Until March 27 this year, within the framework of operation “Frank”, the following seizures have been made:
– We have also been able to prevent a number of murders recently precisely because we were able to predict who will kill and who will fall victim. In some cases we have moved the victim before the murder, in other cases we have managed to stop the perpetrators with weapons in hand before the crime, says Niclas Andersson.
Murder of relatives
Right now, 452 people are in custody, a record high number.
That so many within the network criminal environment are deprived of their liberty is in many ways positive.
But the fact that so many people who are prepared to kill are incarcerated means at the same time that the trend that the police have seen for a long time, that the gangs are recruiting younger and younger members, sometimes even children, is increasing.
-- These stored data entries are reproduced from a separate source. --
PR #1752, opened 2020-10-15
return null if lc call number is empty

ihardy:
Returns null for lc call number instead of an empty string in the case where there is no lc call. This is to address this issue from the listserv: https://sourceforge.net/p/vufind/mailman/message/37117867/


demiankatz:
Thanks, @ihardy. I simplified this to remove the else, since I think it's slightly more readable to just drop through to the final default return condition. Any objections? If not, I'll go ahead and merge. Thanks for catching this!

ihardy:
Sounds good to me, much appreciated Demian.

PR #1825, opened 2021-01-15
Fix JDK8 compatibility in WorkKeys generation.

demiankatz:
I was just testing VuFind's compatibility with JDK8 and discovered that we introduced a compatibility break recently through use of the isBlank() method in the work key generator. I believe that this PR switches to a more backward-compatible method, but I haven't had time to test extensively yet.

TODO
- [x] Test


demiankatz:
@EreMaijala, any thoughts on this one? I'll take the time to do some testing later today if you agree with the general approach.

EreMaijala (approved):
Oops. Thanks for finding that one. I can't test this, but the change looks solid.

demiankatz:
Thanks, @EreMaijala, I've done some fairly extensive testing and it seems to be working as expected, so I'm merging this now!

PR #1826, opened 2021-01-15
Fix undocumented behavior in MarcAdvancedTrait::getConsortialIDs

Witiko:
`MarcAdvancedTrait::getConsortialIDs` [calls `$this->getFieldArray('035', 'a', true);`](https://github.com/vufind-org/vufind/blob/dev/module/VuFind/src/VuFind/RecordDriver/MarcAdvancedTrait.php#L934), which has undocumented behavior, because `MarcReaderTrait::getFieldArray` [expects the second argument to be an array](https://github.com/vufind-org/vufind/blob/dev/module/VuFind/src/VuFind/RecordDriver/MarcReaderTrait.php#L104) and only [does the right thing by accident](https://github.com/vufind-org/vufind/blob/dev/module/VuFind/src/VuFind/RecordDriver/MarcReaderTrait.php#L115).

### DIFF
--- a/module/VuFind/src/VuFind/RecordDriver/MarcAdvancedTrait.php
+++ b/module/VuFind/src/VuFind/RecordDriver/MarcAdvancedTrait.php
@@ -901,6 +901,6 @@ trait MarcAdvancedTrait
      */
     public function getConsortialIDs()
     {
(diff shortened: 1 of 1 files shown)


demiankatz:
Thanks for the fix!

PR #1828, opened 2021-01-15
[VUFIND-1457] Improve PHP8 compatibility

demiankatz:
TODO

- [x] Review use of `is_callable` due to changed behavior (static call to non-static method now returns false)
- [x] Finish testing in PHP 8
- [x] Run full test suite in PHP 7


demiankatz:
In the interest of getting core code fixes merged as quickly as possible, I am merging this today. We still need https://github.com/laminas/laminas-db/pull/177 to be resolved before the entire VuFind package will be fully PHP 8 compatible. I will leave [VUFIND-1457](https://vufind.org/jira/browse/VUFIND-1457) open to track that detail until it can be resolved.

PR #1829, opened 2021-01-19
Fix breadcrumbs when there is no last search in memory.

EreMaijala:
The old code caused a stray li element to be created when there was no previous search in memory.

### DIFF
--- a/themes/bootstrap3/templates/cart/cart.phtml
+++ b/themes/bootstrap3/templates/cart/cart.phtml
@@ -3,7 +3,7 @@
   $this->headTitle($this->translate('Book Bag'));
 
   // Set up breadcrumbs:
-  $this->layout()->breadcrumbs = '<li>' . $this->searchMemory()->getLastSearchLink($this->transEsc('Search'), '', '</li> ')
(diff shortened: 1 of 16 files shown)


demiankatz:
@EreMaijala, this pattern (concatenating `'<li>'` with a `getLastSearchLink()` call with a `$prefix` parameter of `''`) appears to be repeated in a large number of templates. At a glance, it looks like we probably want to make this fix in all of those places, though I haven't taken the time to look more closely yet. What do you think? Any thoughts from @crhallberg?

EreMaijala:
@demiankatz Oh, I didn't realize that. It looks to me like it has been a simple mistake since the beginning and just pasted everywhere. I'll fix them all.

EreMaijala:
@demiankatz It might have its root in advanced search's layout.phtml.

EreMaijala:
@demiankatz Should be fixed now.

demiankatz:
Thanks, @EreMaijala. This problem really does seem to have existed since the beginning of time; thanks for finally catching it! I've run the full test suite to confirm no obvious negative side effects. I'll merge once I get @crhallberg's go-ahead (just in case he remembers anything I'm forgetting that might be relevant... though that seems extremely unlikely).

crhallberg:
This looks great! Thank you!

PR #1830, opened 2021-01-20
fix bug (bad variable name) in new location handling

ihardy:


demiankatz:
Whoops! Sorry I missed that. :-) A sign that we probably should take some time to increase test coverage when time permits.

PR #1834, opened 2021-01-21
Donor bookplates

bbusenius:
In our VuFind instance, we display donor bookplates from the `927` and `928` fields. These appear as thumbnail images in the right sidebar with the donor name displayed below, like so: 

image

I have implemented this as a proof of concept based on our data as it currently is in order to start a conversation about it but I think there might be things you want to change. Note, I have not included anything in our `.properties` file or whatever else might be needed to get this in Solr. I thought it would be best to get your input before I took those steps (it's also a little bit out of my wheelhouse). Our related Solr looks like this:

image

A couple of things I imagine you might want to change (if it's possible, I'll defer to others who know more than me):
1. Instead of constructing the url for the image from the config, like I do here, would it be better to do this as part of the indexing process so that the whole url is stored in Solr?
2. Instead of having `donor` and `donor_code` as separate fields, can they be combined into 1 data structure in Solr?

Related to number two, you can see that we store these as arrays in Solr. We _do_ need these to be arrays because we actually have records with multiple donor bookplates. I can see that it might be nice to at least have the codes and donor names combined into a single array but I don't know much about that part of the system so I'll defer to others for a reasonable best practice here.

Below is how it currently displays in my proof of concept. Obviously it needs some work done to the display but I thought I'd get your thoughts before I got too detailed with that:

image


demiankatz:
Thanks for sharing, @bbusenius! I do think this is a feature that will be of interest to others, but the challenge is figuring out how best to make it generic and reusable, since I suspect that the details of the use case could vary dramatically from institution to institution.

My first suggestion would be to refactor this as a [Related Records](https://vufind.org/wiki/development:plugins:related_records_modules) module, rather than coding it into the view template. This will make it easier to disable when unused, as well as to control the display order through configuration (if, for example, somebody wanted to put it below the similar records instead of above them).

The other advantage of the "related records" approach is that the Related class could contain helper functions to support the display, and then it would be easy to customize in a subclass. For example, we could build the default example with a getBookplateUrl() method that looks in Solr for a donor_bookplate_url_str_mv field containing a full URL, but you could locally subclass that to construct a URL using a donor code. It would also make it reasonably simple to support a scenario where there is a single bookplate background image, and the template dynamically places text on top of it.

I don't think there is a standard place for this in MARC, so it may be best to put a commented-out fictional example in marc_local.properties but not to have any default indexing rules for this case. I think this is a somewhat niche situation, so while it's good to have it set up in a way that is easy to turn on, it's also good to design it so it doesn't impose any additional processing load on the majority of users who won't actually need it. Thus, a disabled-by-default Related module and some commented-out example import rules fit the bill perfectly.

– Most of the time, the new recruits are known to us, but not for this serious crime, when they suddenly stand with weapons in hand. It is an escalation and a cynical use of young guys. The gang just exploits them and doesn’t care about their welfare at all. The young guys, on the other hand, think they will have a criminal career with money and status, but usually they just end up locked up or dead.
In March, the police went out on a television program with a request for a 25-year-old man. He is on the run, suspected of having shot at a villa in the Uppsala region together with another.
In the villa lived relatives of Rawa Majid, the so-called Kurdish fox, who, according to the police, is one of the driving parties in a bloody conflict to which several of the violent crimes can be connected.
Three hours after the program is broadcast, there is a knock on a door in Tullinge. A man opens the door, he is the father of the 25-year-old. He is shot dead.
The crime is believed to be the first murder that is directly aimed at relatives – when those seeking revenge cannot reach the intended target directly.
That third parties and relatives are in some way affected by this type of violence has become more common.
When a large explosive charge detonated in Hässelby on March 16, not only one terraced house was completely destroyed – around 50 others were damaged. Residents have told how they have to hold the houses together with duct tape.
A war that cannot be won
But relatives becoming direct targets is something new for Sweden.
– Boundaries that were previously taboo have been crossed. To a certain extent, it depends a lot on the fact that those who are the actual targets are abroad or in hiding and that therefore the relatives are chosen instead. But it also says something about how our Swedish society has taken a negative path.
– We do a lot of work and get many prosecuted, but it is not the individual factor that will break this development, much more is required from society as a whole, says Niclas Andersson.
Many of the sources Aftonbladet spoke to describe how the fight against the gangs is a battle that cannot be won – only curbed.
Niclas Andersson is prepared to agree. He says that we will probably never be able to return to the way things were 20 or 30 years ago.
– The wave of violence we have seen now will gradually decrease, I think so. But this has become such a big social problem that we will have it over time.